**Exercise inputs:**
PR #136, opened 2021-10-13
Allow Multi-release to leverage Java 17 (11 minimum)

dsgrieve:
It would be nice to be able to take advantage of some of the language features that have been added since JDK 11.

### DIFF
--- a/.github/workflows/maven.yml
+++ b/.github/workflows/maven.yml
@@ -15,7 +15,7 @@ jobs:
* * *
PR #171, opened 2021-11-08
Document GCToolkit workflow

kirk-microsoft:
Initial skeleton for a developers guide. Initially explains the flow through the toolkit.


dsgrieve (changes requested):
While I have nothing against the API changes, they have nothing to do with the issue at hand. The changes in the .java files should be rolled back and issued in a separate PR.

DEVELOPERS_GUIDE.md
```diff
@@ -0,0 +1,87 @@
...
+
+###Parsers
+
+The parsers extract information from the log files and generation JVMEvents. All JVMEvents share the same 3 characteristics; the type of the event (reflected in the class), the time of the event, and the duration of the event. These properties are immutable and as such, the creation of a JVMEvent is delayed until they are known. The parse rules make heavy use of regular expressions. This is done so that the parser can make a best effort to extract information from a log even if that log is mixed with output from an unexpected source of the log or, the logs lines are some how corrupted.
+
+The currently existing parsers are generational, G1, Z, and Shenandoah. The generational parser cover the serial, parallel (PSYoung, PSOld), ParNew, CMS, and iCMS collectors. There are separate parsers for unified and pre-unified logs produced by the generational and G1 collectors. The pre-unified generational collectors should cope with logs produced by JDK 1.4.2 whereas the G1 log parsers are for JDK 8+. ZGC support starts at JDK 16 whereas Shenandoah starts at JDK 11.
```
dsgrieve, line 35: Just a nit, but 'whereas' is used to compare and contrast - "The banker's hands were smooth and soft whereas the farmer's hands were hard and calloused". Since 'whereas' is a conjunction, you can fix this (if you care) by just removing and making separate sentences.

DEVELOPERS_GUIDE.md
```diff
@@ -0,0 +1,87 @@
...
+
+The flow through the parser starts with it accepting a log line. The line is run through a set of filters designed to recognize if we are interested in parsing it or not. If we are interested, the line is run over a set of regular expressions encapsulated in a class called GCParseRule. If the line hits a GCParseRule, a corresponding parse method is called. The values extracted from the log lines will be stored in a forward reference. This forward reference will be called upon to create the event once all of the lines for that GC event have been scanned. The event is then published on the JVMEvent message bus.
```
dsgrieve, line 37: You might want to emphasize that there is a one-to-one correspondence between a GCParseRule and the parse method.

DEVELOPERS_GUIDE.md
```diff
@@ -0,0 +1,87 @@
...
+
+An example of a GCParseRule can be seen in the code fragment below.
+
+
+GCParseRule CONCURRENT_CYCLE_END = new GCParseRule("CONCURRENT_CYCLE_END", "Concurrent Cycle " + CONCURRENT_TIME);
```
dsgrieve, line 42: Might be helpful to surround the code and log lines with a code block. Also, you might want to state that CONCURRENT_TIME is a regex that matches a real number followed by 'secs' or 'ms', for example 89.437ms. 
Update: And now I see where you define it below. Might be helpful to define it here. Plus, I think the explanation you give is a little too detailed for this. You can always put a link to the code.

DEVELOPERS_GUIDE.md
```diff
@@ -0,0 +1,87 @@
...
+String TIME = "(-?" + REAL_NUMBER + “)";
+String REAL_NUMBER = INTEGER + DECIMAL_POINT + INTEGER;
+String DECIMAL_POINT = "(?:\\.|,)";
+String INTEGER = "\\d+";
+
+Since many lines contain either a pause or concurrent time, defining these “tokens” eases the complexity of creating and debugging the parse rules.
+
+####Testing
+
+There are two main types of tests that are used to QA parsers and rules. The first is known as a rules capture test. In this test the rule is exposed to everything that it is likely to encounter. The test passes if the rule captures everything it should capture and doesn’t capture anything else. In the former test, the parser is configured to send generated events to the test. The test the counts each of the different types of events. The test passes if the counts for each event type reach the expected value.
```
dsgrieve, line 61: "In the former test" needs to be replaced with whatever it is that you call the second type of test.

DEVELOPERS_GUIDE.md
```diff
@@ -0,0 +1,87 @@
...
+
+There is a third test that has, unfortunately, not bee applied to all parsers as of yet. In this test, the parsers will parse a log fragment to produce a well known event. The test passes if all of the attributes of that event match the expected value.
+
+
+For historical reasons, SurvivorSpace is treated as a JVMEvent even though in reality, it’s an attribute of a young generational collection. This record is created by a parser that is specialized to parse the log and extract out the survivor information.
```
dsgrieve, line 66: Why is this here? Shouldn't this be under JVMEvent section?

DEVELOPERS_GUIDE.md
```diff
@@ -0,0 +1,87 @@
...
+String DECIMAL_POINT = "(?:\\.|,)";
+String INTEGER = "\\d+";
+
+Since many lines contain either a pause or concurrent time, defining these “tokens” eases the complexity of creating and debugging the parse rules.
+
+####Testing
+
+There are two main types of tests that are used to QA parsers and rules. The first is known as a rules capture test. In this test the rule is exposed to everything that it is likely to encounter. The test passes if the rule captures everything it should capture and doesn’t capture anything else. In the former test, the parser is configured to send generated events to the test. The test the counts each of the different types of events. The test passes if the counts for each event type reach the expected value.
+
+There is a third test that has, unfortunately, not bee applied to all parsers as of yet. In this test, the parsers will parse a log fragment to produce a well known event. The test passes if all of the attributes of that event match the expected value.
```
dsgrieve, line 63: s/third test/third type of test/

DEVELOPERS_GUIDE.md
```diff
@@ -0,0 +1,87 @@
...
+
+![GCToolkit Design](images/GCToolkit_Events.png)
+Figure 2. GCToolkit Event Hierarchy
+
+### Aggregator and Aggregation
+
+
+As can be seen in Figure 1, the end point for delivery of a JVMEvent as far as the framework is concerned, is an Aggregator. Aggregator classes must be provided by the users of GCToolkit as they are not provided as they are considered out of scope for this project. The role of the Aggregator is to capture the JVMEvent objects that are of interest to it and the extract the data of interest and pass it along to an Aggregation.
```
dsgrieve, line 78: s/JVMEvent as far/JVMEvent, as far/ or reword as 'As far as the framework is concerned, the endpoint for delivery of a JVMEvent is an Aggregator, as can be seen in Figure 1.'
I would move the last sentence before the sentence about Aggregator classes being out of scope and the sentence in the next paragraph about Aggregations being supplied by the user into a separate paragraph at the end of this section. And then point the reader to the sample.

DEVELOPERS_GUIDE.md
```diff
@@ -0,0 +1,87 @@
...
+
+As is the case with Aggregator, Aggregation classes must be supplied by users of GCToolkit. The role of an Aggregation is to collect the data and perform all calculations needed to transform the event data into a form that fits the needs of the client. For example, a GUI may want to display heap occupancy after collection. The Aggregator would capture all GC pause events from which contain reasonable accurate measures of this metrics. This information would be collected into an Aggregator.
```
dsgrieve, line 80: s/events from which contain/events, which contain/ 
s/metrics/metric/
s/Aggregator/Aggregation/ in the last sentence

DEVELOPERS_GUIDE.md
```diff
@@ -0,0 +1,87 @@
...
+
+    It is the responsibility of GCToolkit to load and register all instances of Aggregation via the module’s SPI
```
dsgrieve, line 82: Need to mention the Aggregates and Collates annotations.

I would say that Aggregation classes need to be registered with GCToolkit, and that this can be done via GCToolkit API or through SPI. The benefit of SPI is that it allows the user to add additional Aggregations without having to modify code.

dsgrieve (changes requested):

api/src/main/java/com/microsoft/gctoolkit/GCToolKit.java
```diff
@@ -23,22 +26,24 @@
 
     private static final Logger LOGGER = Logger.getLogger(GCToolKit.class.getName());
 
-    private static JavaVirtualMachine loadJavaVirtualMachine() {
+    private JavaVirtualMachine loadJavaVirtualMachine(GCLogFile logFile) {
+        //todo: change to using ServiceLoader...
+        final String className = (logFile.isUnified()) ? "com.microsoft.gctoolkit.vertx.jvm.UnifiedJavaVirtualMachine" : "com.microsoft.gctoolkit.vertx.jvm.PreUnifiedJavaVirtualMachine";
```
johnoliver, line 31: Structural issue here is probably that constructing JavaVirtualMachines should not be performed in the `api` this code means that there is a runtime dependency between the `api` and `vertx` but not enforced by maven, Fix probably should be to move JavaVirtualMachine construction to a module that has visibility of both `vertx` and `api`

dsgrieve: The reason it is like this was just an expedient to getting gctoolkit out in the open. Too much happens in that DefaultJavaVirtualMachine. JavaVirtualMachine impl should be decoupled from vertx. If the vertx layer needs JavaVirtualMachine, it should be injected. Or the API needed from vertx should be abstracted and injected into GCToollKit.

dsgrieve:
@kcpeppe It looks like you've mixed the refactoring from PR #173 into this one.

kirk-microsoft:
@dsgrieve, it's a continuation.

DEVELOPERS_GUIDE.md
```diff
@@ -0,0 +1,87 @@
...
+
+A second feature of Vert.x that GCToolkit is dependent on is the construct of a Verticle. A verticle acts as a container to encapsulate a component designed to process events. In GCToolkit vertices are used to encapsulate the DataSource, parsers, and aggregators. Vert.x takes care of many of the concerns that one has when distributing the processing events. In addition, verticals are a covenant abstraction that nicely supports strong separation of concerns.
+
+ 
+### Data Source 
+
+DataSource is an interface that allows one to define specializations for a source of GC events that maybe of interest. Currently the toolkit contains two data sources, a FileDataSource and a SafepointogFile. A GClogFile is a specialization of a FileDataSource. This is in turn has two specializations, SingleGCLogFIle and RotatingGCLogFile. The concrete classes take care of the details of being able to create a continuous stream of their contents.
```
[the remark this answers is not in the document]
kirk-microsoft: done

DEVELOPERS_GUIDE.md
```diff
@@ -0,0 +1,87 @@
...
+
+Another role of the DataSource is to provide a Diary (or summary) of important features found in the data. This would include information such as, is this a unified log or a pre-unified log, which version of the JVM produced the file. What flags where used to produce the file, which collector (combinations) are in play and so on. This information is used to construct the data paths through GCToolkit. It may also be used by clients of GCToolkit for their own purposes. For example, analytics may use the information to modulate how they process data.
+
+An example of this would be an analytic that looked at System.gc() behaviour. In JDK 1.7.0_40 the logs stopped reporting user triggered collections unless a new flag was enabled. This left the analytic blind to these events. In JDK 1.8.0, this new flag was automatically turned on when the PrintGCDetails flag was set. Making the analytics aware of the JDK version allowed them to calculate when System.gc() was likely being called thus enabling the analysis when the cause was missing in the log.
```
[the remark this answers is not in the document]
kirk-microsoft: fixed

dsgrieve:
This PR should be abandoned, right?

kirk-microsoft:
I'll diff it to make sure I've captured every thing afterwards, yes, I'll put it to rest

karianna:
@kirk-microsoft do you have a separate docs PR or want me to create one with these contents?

**Exercise instructions:**
Copy out, exactly and alone, the lines of the entries above between the ones holding "PR #136, opened 2021-10-13" and "-15,7 +15,7 @@", inclusive.

**Answer section:**
PR #136, opened 2021-10-13
Allow Multi-release to leverage Java 17 (11 minimum)

dsgrieve:
It would be nice to be able to take advantage of some of the language features that have been added since JDK 11.

### DIFF
--- a/.github/workflows/maven.yml
+++ b/.github/workflows/maven.yml
@@ -15,7 +15,7 @@ jobs:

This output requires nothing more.